- WORK ITEM -
Report the count of lines holding "stamps" in the records, with no other words.
*** Begin section ***
PR #493, opened 2026-07-22
fix(install): refuse an install that would silently overwrite another profile's installed artifacts

tedswinyar:
### What's wrong

Installing an OpenCode agent derives its id from the profile's resolved frontmatter
`name:`, then writes `OPENCODE_AGENTS_DIR/<id>.md` and the `agent.<id>` section of
`opencode.json` **unconditionally**. Two different profile files can carry the same
`name:` — nothing requires `name:` to match the file stem — so the second install
overwrites the first and nothing tells the operator their profile is gone.

### What this changes

1. **The install is refused when the target agent id is already owned by a different
   installed profile**, naming both profiles by stem and resolved name so an operator
   can find and rename one. A pre-existing clash between two *other* profiles is left
   alone; only a collision implicating the profile being installed blocks.

   The guard keys on **occupancy, not discoverability**: only a profile that has
   actually been installed owns an id, because only installing writes `<id>.md`, and
   only a written file can be overwritten. A packaged built-in, or a local-store
   profile nobody has installed, produces no artifact and does not block. Nothing is
   missed by waiting — installing writes a provenance-stamped context copy, so taking
   the id is exactly what makes a profile visible to this check, and the next
   colliding install is caught. The guard fires one install later than a pre-emptive
   form would, and precisely when there is something to lose.

   That distinction is not cosmetic. CAO ships six built-in profiles
   (`code_supervisor`, `developer`, `memory_manager`, `retrospector`, `reviewer`,
   `workflow_scout`), so a pre-emptive guard refused every install whose resolved
   `name:` matched one of them — including the ordinary workflow of copying a
   built-in, editing it, and installing it under your own filename. The
   path-traversal fix's own `test_legitimate_name_still_installs` installs
   `name: developer`, and it fails under the pre-emptive form.

2. **Each shared context copy records the install handle it came from**
   (`x-cao-source-stem` in its frontmatter). This is what lets a reinstall tell its
   own prior copy apart from a different profile that resolves to the same id.
   Without it, the guard would either flag every profile against itself and break
   reinstall, or blanket-skip installed copies and reopen the overwrite bug. A copy
   written before the marker existed cannot prove its origin, so it blocks with a
   recovery message rather than being assumed to be self.

3. **The context copy is written atomically** — same-directory temp file, `fsync`,
   `os.replace` — so an interrupted install cannot leave a truncated copy. A new copy
   is created `0o600` regardless of umask; a reinstall preserves the existing file's
   mode rather than silently re-tightening one an operator widened.

4. **Every consumer resolves the context directory from one place.** Profile
   discovery scans `agents.dirs.cao_installed`, and the guard reads its
   candidates from what discovery found; the writer used to deposit copies at
   the hard-coded default regardless, so under an override the guard was blind
   to exactly the files it protects. `settings_service.installed_context_dir_override()`
   now owns the rule: the setting counts only when it departs from its default,
   compared as paths rather than strings, so a trailing slash, `~` or symlinked
   spelling of the default is still the default. The install writer, the
   collision guard and the Copilot skill-injection probe all call it and fall
   back to `AGENT_CONTEXT_DIR`, so nothing moves for an unconfigured install and
   an override moves all three together.

5. **The marker is admitted by the profile schema.** `x-cao-source-stem` is
   added to `agent_profile.schema.json` so a stamped context copy still
   validates; its description marks it as CAO-generated. A source profile that
   declares it has that line replaced by CAO's own at install, and the install
   is refused only when the result does not read back as the marker CAO wrote
   (see the scope note below).

### Scope note: provenance stamping applies to every provider, on purpose

`_write_context_file` runs for every provider, so every install stamps
`x-cao-source-stem` into its context copy, replacing any line a source profile
declares under that key with CAO's own and refusing the install if the result
does not read back as the marker CAO wrote. Since round 3 the *consumer* of the
marker, the ownership guard, also runs for every provider: the shared context
copy is what a Kiro agent reads at runtime (its `resources` point at it), and
every provider's install used to overwrite it silently for a same-named profile.
The guard reads ownership from the copy at its destination path rather than from
profile discovery. Two distinct profile files with the same resolved `name:`
therefore no longer install over each other for any provider; the same profile
still installs for any number of providers. The title is `fix(install)` to match.

### Scope note: what this is *not* fixing any more

The original report was the non-injective `/`→`__` collapse (`"a/b"` and a literal
`"a__b"` yielding the same id). **That vector is dead on current `main`.** The
path-traversal fix made `_write_context_file` run `validate_path_component` on the
resolved name earlier in the same `install_agent` call, and it rejects every path
separator, so `"a/b"` can no longer be installed at all; for every name that can,
`to_opencode_agent_id` is the identity. The guard is kept for the same-`name:` case,
and stays correct if the separator rule is ever relaxed. Both docstrings say so
rather than carrying the old claim.

### Reconciliation with the path-traversal fix

Both that fix and this branch rewrote `_write_context_file` from the same two-line
base, so this is a reconciliation, not a merge. Order is: validate, contain, then
write atomically. `validate_path_component` and the containment check stay **inline**
in that function, because the barrier placement is load-bearing for CodeQL's
`py/path-injection` — a helper returning a validated path is invisible to it.

`O_NOFOLLOW` is gone, and that is worth a reviewer's attention: this writer never
opens the target, so there is nothing to open no-follow. It writes a temp file and
`os.replace`s it, and `os.replace` replaces a symlink rather than following it, with
an `lstat` type check turning that into a clear refusal. Strictly stronger on two
counts — it refuses directories/FIFOs/sockets/devices by type rather than by errno,
and it holds on Windows, where `os.O_NOFOLLOW` does not exist and the old form
degraded to a no-op. The in-base-symlink test that the traversal fix added
specifically to catch a future refactor dropping `O_NOFOLLOW` is what proves the
replacement still refuses; its comment now names the new mechanism.

### Verification

- **3934 passed, 1 failed** across `test/cli/commands/`, `test/services/` and
  `test/utils/`. The failure is `test_fifo_reader`'s FIFO "Device not configured"
  under full-suite load — it passes in isolation and this branch touches no FIFO
  code.
- **Mutation-tested rather than assumed**, four mutants, each killed by the test that
  claims it:
  - deleting the occupancy filter (back to the pre-emptive guard) fails 3 tests,
    including `test_legitimate_name_still_installs`;
  - inverting it to skip installed candidates (guard disabled) fails 11;
  - reverting the temp-file mode to `0o666` fails only the mode test;
  - removing `validate_path_component` fails 3 tests including the namespaced-name
    refusals.
- Probed against the running writer: traversal, separator, `.`/`..`, NUL and
  non-allowlisted names all rejected; provenance marker lands exactly once per
  install; new copy `0o600`; reinstall preserves `0o644`; a symlink at the target is
  refused with its link target unmodified; a directory at the target is refused; no
  temp files left behind.
- `black` / `isort` / `mypy` clean.
- The 43 `test/services/agui` failures are the missing `agui` extra and reproduce
  identically on `origin/main`.

### A test-fixture bug worth calling out

The basic install fixture stubbed `get_agent_dirs` to `{}`. That is not a neutral
stub: `cao_installed` defaults to `AGENT_CONTEXT_DIR`, so an empty dict is a
configuration production never has, and in it discovery surfaces **no**
`source == "installed"` profiles at all. Since the guard keys on exactly those, the
empty stub silently disables it and the collision tests pass for the wrong reason.
The fixture now points `cao_installed` at the workspace's own context dir.


haofeif:
@tedswinyar Thanks for fixing the OpenCode agent-id collision case. The guard catches the main overwrite path, but I think there is still one blocking ordering issue before this can merge.

  The collision guard currently runs after the shared context file is written:

  ```python
  context_file = _write_context_file(profile.name, raw_content)
  ...
  _guard_opencode_agent_id_collision(agent_name, profile.name)
```

 I reproduced this with two different profile files that both resolve to name: shared-alias. The second install correctly fails and preserves `opencode_cli/agents/shared-alias.md`, but `AGENT_CONTEXT_DIR/shared-alias.md` has already been overwritten with the rejected profile body.

Suggested fix: run `_guard_opencode_agent_id_collision(agent_name, profile.name)` before `_write_context_file(profile.name, raw_content)` for the OpenCode install path, or otherwise make the failed collision path atomic for the context file too.

Could you also add a regression assertion to the collision test that the context file remains unchanged after the rejected second install? The current tests cover the OpenCode agent file preservation, but not the shared context file.

**Review by gutosantos82 — CHANGES_REQUESTED** [review]
# PR Review: #493 — fix(opencode): detect agent-id collisions instead of silently dropping profiles

- **Author:** tedswinyar · **Head:** `b67ba963` · **Base:** main · **Re-review** (prior report at `c6e1bba4`: Approve with nits)
- **Size:** +281 / −1, 4 files · **CI:** all 13 checks green (unit tests 3.10/3.11/3.12) · **reviewDecision:** REVIEW_REQUIRED
- **Files:** `services/install_service.py`, `utils/opencode_config.py`, `test/cli/commands/test_install_opencode.py`, `test/utils/test_opencode_config.py`

## What changed since the last review (c6e1bba4 → b67ba963)

The previous round's nit (1) — shared context file written before the guard, so a refused
install still corrupted `AGENT_CONTEXT_DIR/<id>.md` — is fixed. This was also raised as a
blocking comment by @haofeif (2026-07-22 03:49Z); the head commit (04:10Z) addresses it:

- `context_file = _write_context_file(...)` moved out of the early common path; on the
  opencode branch the guard now runs **before** the context write, so a rejected install
  leaves all files (provider-specific and shared) untouched.
- New regression assertion in `test_same_resolved_name_different_stem_fails_and_preserves_first`
  verifies the context file is byte-identical after the rejected second install.

Verified by direct read of the diff and by running the tests at head.

## The underlying fix (unchanged, still sound in concept)

`to_opencode_agent_id()` is `name.replace("/", "__")` — many-to-one. The id keys three
on-disk locations (`<id>.md`, `agent.<id>` in `opencode.json`, `--agent <id>`), so before
this PR a second profile resolving to an existing id silently overwrote the first.
`_guard_opencode_agent_id_collision()` fails loud instead, raising a `ValueError` subclass
that the existing handler renders as a clean CLI `Error:`. Guard mechanics: excludes the
installing profile by stem, skips unloadable/unreadable siblings non-fatally, names both
offending profiles in the message.

## BLOCKING: reinstall false-positive via the agent-context directory (new finding, reproduced)

The guard builds its candidate set from `list_agent_profiles()`, which — with **real default
settings** — scans the `cao_installed` provider dir, and that dir defaults to
`AGENT_CONTEXT_DIR` (`settings_service._DEFAULTS: "cao_installed": .../agent-context`).
`install_agent()` itself writes a full copy of the profile source there as
`<resolved-name>.md`. Consequence: for any profile whose **file stem differs from its
frontmatter `name:`**, the first install succeeds, and then every subsequent
reinstall/upgrade is blocked forever:

1. `cao install ./my-dev.md` where frontmatter says `name: cool-agent`
   → installs OK, writes `agent-context/cool-agent.md` (a copy of the source).
2. Reinstall `my-dev` → discovery finds a candidate with stem `cool-agent`
   (the context copy; stem ≠ `my-dev`, loadable=True since it parses fine),
   `_read_agent_profile_source("cool-agent")` finds it in the provider-dir search path,
   its resolved name `cool-agent` → id `cool-agent` == target id → **raise**.

Reproduced end-to-end at head `b67ba963` with a fresh `HOME` and no settings overrides:

```
install #1 exit: 0   ✓ Agent 'cool-agent' installed successfully
install #2 exit: 0   Error: Failed to install agent: OpenCode agent id 'cool-agent' is
  produced by both the profile being installed ('my-dev.md', name 'cool-agent') and the
  existing profile 'cool-agent.md' (name 'cool-agent'). ...
```

The error is doubly confusing: the "existing profile" it names is the profile's *own
context copy*, and the suggested remedy (rename one frontmatter `name:`) cannot work —
the copy regenerates on every install.

Stem ≠ name is a first-class, documented flow: `cao install ./my-custom-agent.md` (CLI
copies by file stem, name comes from frontmatter) and URL installs (`_download_agent`
derives the stem from the URL filename). Reinstall-to-upgrade is also the normal update
path (an existing test, `test_reinstall_without_mcp_removes_agent_tools`, exists precisely
because reinstalls are expected).

Why the PR's tests miss it: the `install_workspace` fixture patches
`settings_service.get_agent_dirs` to `{}`, removing the `cao_installed` → agent-context
mapping that production defaults include. `test_reinstall_same_profile_stays_idempotent_despite_guard`
only covers stem == name, where the context copy dedups against the store entry by stem.

**Suggested fix:** exclude install-produced artifacts from the candidate set — e.g. skip
candidates whose discovery `source` label is `"installed"` (the `cao_installed` dir), or
exclude candidates whose resolved source path lives under `AGENT_CONTEXT_DIR`. Add a test
that keeps the default `cao_installed` mapping and reinstalls a stem≠name profile.

## Non-blocking notes (carry-overs and nits)

1. **Env-var asymmetry (carried over):** the guard parses sibling profiles without
   `resolve_env_vars`, while the install path parses the resolved text. A profile with
   `name: ${VAR}` frontmatter is compared on the unresolved string. Edge case; worth a
   comment at most.
2. **Same latent bug in other providers (carried over):** kiro/copilot use the same
   non-injective `profile.name.replace("/", "__")` for `safe_filename` and remain
   unguarded. Deliberately out of scope here — suggest a follow-up issue.
3. Redundant `if/else` both assigning `context_file = _write_context_file(...)` — could be
   a single write after a guarded `if`. Cosmetic.
4. Stray blank line added in the opencode branch (`+` line before `agent_id = ...`). Cosmetic.
5. Pre-existing (not this PR): `_write_context_file` with a `/`-containing name targets a
   nested path whose parent dir is never created; the new collision test works around it by
   pre-creating `context_dir/a`. The guard raising first makes this unreachable on the
   collision path, but the latent issue remains for a successful slash-named opencode
   install. Not blocking.

## Verification performed

- Read the full diff and the surrounding upstream-main code it hooks into
  (`install_agent`, `_read_agent_profile_source`, `list_agent_profiles`/`_scan_directory`,
  `settings_service._DEFAULTS`, CLI `install` file-copy path).
- Ran both touched test files at head under a clean writable HOME: **64 passed, 1 skipped**
  (an earlier all-fail run was this sandbox's read-only `~/.aws`, not the PR).
- Reproduced the reinstall false-positive end-to-end at head with default dirs (script
  driving the real `install` CLI, fresh HOME).
- CI at head: all 13 checks green.
- Publish-gate sensitivity: touches `services/install_service.py` (not on the sensitive-path
  list), +281 lines / 4 files — under the size gate; moot given the verdict.

## Verdict

**Request changes** — the guard's intent is right and the previous round's blocking issue is
properly fixed, but as written it permanently breaks reinstall/upgrade for any opencode
profile installed from a file or URL whose stem differs from its frontmatter name, with a
misleading error. One candidate-set exclusion plus a non-neutered-fixture test should get
this to approve.

**Review by gutosantos82 — CHANGES_REQUESTED** [review]
# PR Review: #493 — fix(opencode): detect agent-id collisions instead of silently dropping profiles

- **Author:** tedswinyar · **Head:** `f392fbfe` · **Base:** main · **Re-review** (prior review at `b67ba963`: Request changes)
- **Size:** +1847 / −4, 6 files · **reviewDecision:** CHANGES_REQUESTED (stale — pre-dates this head) · **mergeable:** MERGEABLE
- **Files:** `services/install_service.py`, `utils/opencode_config.py`, `schemas/agent_profile.schema.json`, 3 test files (1 new)

## Summary

This head resolves the blocking finding from the previous review round — the collision
guard's reinstall false-positive for profiles whose file stem differs from their frontmatter
name — via a provenance marker (`x-cao-source-stem`) stamped into install-produced context
copies, plus a hardened atomic, symlink-safe context writer with spoof-refusal readback. The
fix was dynamically verified end-to-end: the silent-overwrite bug reproduces at the merge
base and is blocked at this head, the previously-broken stem≠name reinstall now succeeds
under real default settings, and the trap case (deleting the local source then installing a
colliding profile) still raises. The code substance is merge-quality; what still needs work
before merge is the PR metadata and documentation trail (the description now covers a small
fraction of what shipped), plus two consistency seams worth an explicit decision.

- **[conversation] PR title/body are stale and materially understate scope** — the diff grew
  ~6.5x since the last-reviewed head (+281/−1 across 4 files → +1847/−4 across 6), and the
  head commit is titled "stamp context-copy provenance and block source-collision spoofing",
  but the PR description still describes only the original narrow collision guard. The
  provenance mechanism, spoof-refusal gate, atomic/symlink-safe writer, mode preservation,
  and schema change — the majority of the change — are undescribed. Maintainers merging from
  this description would not know what they are merging. Please rewrite title/body to match
  what shipped.
- **[conventions] No CHANGELOG `[Unreleased]` entry** — the PR adds user-visible
  install-refusal behaviors (collision error, marker-spoof refusal, non-regular-target
  refusal) and a new schema field, but touches no CHANGELOG.md. The convention is active in
  this repo (the immediately-preceding merge added entries).

## Important (should fix)

- **[consistency] `install_service.py:444` vs `:550` — context-dir write path and guard read
  path can diverge.** `_write_context_file` writes to the hard-coded `AGENT_CONTEXT_DIR`
  constant, while the new `_installed_context_copy_path` (and profile discovery) resolve the
  dir from the user-overridable `cao_installed` settings key. Defaults are identical so tests
  pass, but under a settings override the writer deposits copies where the guard and
  discovery never look, silently weakening the collision protection this PR introduces. The
  discovery/writer asymmetry pre-dates this PR, but the guard newly couples to it — align
  both on one source (both the setting, or both the constant).
- **[consistency] Opencode-scoped fix changes behavior for ALL providers.** Provenance
  stamping and the strict spoof-refusal readback run unconditionally in
  `_write_context_file`, so a kiro/copilot/codex profile carrying a conflicting
  `x-cao-source-stem` frontmatter key is now refused installation where it previously
  installed fine — while the guard that consumes the marker runs only for opencode. The
  fail-closed direction is defensible (the key is reserved), but the title says
  `fix(opencode)`; either scope the stamping to opencode or state the universal behavior as
  intended in the PR body.
- **[consistency/conventions] `x-cao-source-stem` schema/validate/install contradiction, and
  the doc-maintenance rule.** Adding the key to `agent_profile.schema.json` (under
  `additionalProperties: false`) means `cao profile validate` accepts a source profile
  declaring it — yet `install` refuses that same profile via the spoof gate, and the
  pydantic model silently drops it. The field is CAO-generated provenance for the context
  copy, not authored input. Recommend a one-line schema `description` documenting it as
  reserved/CAO-written (user values rejected at install), and either a matching note in
  `docs/agent-profile.md` (per CODEBASE.md's documentation-maintenance rule for profile-field
  changes) or an explicit statement that it is internal-only.

## Nits (optional)

- **[conventions] `install_service.py`** — `_FRONTMATTER_DELIMITER_RE` (~L245) and
  `_TEMP_FILE_NAME_ATTEMPTS` (~L480) are defined mid-file; the module groups constants near
  the top (L71–135).
- **[consistency] kiro/copilot still use inline `profile.name.replace("/", "__")`** while
  opencode routes through `to_opencode_agent_id()`, now documented as the single source of
  truth — and they share the same latent unguarded collision. Suggest a follow-up issue
  routing all providers through the helper (carried over from the prior round).
- **[consistency] `docs/opencode-cli.md`** documents the `/`→`__` id derivation but not the
  new hard-fail collision behavior or the markerless-legacy-copy remedy message operators
  will now encounter.
- **[tests] Minor coverage gaps** — the nested `<stem>/agent.md` installed-copy path branch,
  the temp-file `O_EXCL` retry-exhaustion branch, and the FIFO/device arm of
  `_non_regular_target_error` are untested; the schema pattern for the marker diverges from
  what `_yaml_single_quoted` accepts (stems with `:`/quotes/spaces) without a test noting it.
- **[conventions] Test DRY** — `test_install_opencode_provenance.py` re-implements
  `_line_body_and_ending` locally instead of importing it from `install_service`, and both
  test files redefine a local `_write_profile`.
- **[consistency] Pre-existing, acknowledged in the PR's own test comments:** a slash-named
  profile's context copy targets a nested path whose parent dir `_write_context_file` never
  creates; tests work around it with `mkdir`. Unreachable on the collision path (guard raises
  first) but still latent for successful slash-name installs — fine as a follow-up issue.
- **[conventions] Stray blank line** before `agent_id = to_opencode_agent_id(...)` in the
  opencode branch (carried over).

## Tests

Strong. 107 passed / 1 skipped (pre-existing optional live-binary smoke test) across the
three touched files. Both non-injective failure modes (`a/b` vs `a__b`; same resolved name,
different stems) are pinned separately; the fixed regression AND the bug it must not reopen
are both covered with byte-for-byte preservation assertions; the provenance-spoof matrix
(quoted keys, flow mappings, folded scalars, duplicate markers, 4-dash delimiters, BOM/CRLF)
is closed and regression-netted; mode-preservation and error-message hygiene (no temp path /
errno leakage) are asserted. Confirmed against the merge base that these are genuine
regression tests, not tautologies. Remaining gaps are edge branches listed under Nits.

## Verification

Dynamic verification ran at this head (mise Python 3.12, isolated `CAO_HOME_DIR`, worktree
`PYTHONPATH`):

- ✓ VERIFIED — silent overwrite reproduces at merge base `0ac5cc92` (second colliding
  install exits 0, both artifacts clobbered) and is refused at head with both artifacts
  byte-identical to the first install.
- ✓ VERIFIED — stem≠name profile reinstalls repeatedly under real default settings
  (the prior round's blocker); body-change upgrade reinstall lands the new body.
- ✓ VERIFIED — trap case: install A, delete A's local source, install colliding B → still
  raises; A's installed artifact intact.
- ✓ VERIFIED — spoofed `x-cao-source-stem` (quoted-key variant) in a source profile is
  refused with nothing written.
- ✓ VERIFIED — `a/b` vs literal `a__b` collision blocked both ways; slash-named profile
  alone reinstalls idempotently.
- ✓ VERIFIED — schema change is load-bearing: a stamped copy's frontmatter validates at
  head, fails at merge base; malformed marker values rejected by the pattern.
- ✓ VERIFIED — symlink occupying the context path is refused; no leftover `.tmp` files
  after refused installs.
- ✓ VERIFIED — kiro install also stamps the marker (see the all-provider scope finding
  under Important).

## Verdict

Request changes — the code substance is verified sound and the two prior blocking findings
are genuinely resolved, but the PR description now covers only a small fraction of what
ships, the CHANGELOG and profile-field documentation rule are unaddressed, and the
context-dir divergence and all-provider stamping scope deserve an explicit fix-or-justify
before merge. All asks are metadata/documentation-level plus two contained code seams; once
addressed this is approvable.

**Comment by tedswinyar** [comment]
@gutosantos82 @haofeif Thanks for both rounds. Everything asked for is now on the branch; head is `db57df34`.

**Blocking**
- PR title/body rewritten to describe what actually ships: the occupancy-keyed guard, the provenance marker, the atomic writer and mode preservation, and now also the context-dir alignment, the schema field that admits the marker, and a scope note on stamping.
- `CHANGELOG.md` `[Unreleased]` carries entries for the refusal, the marker, the atomic writer, and the context-dir alignment.

**Important**
- **Context-dir divergence: fixed, for every consumer.** The rule now lives in `settings_service.installed_context_dir_override()`: the configured `agents.dirs.cao_installed` counts only when it departs from its default, compared through `normalized_path`, so a trailing slash, `~` or symlinked spelling of the default is still the default. The install writer, the collision guard and the Copilot skill-injection probe (`_is_cao_managed_copilot_agent`) all call it and fall back to `AGENT_CONTEXT_DIR`, so with nothing configured the constant is the single source and an override moves all three together. Moving only the writer would have made `cao skills refresh` skip every agent installed under an override; a test pins the probe following the setting. Other tests: an override moves the copy and the guard follows and the owner can still reinstall; the default mapping keeps the constant; two respellings of the default resolve to the constant. Reverting the writer to the constant fails the override test. Discovery itself still does not expand `~` in `agents.dirs` paths; that predates this PR and is filed separately.
- **All-provider stamping: intentional, now stated in the body.** Stamping and the spoof refusal run for every provider because the key is reserved and a copy stamped by a kiro install today is what a later OpenCode install needs to recognise. Only the guard is OpenCode-scoped.
- **Schema/docs:** the schema field carries a description marking it CAO-generated, `docs/agent-profile.md` documents it as reserved and refused when authored, and `docs/opencode-cli.md` documents the refusal and the legacy-copy remedy operators will see.

**haofeif, 07-22:** the guard runs before the context write, and both collision tests assert the shared context file is unchanged after the refused second install.

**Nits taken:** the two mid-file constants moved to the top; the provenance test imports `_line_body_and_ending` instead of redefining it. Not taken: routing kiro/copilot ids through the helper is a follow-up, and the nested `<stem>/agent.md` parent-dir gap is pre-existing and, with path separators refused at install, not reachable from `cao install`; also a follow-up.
*** End section ***
- TASK ANSWER -
2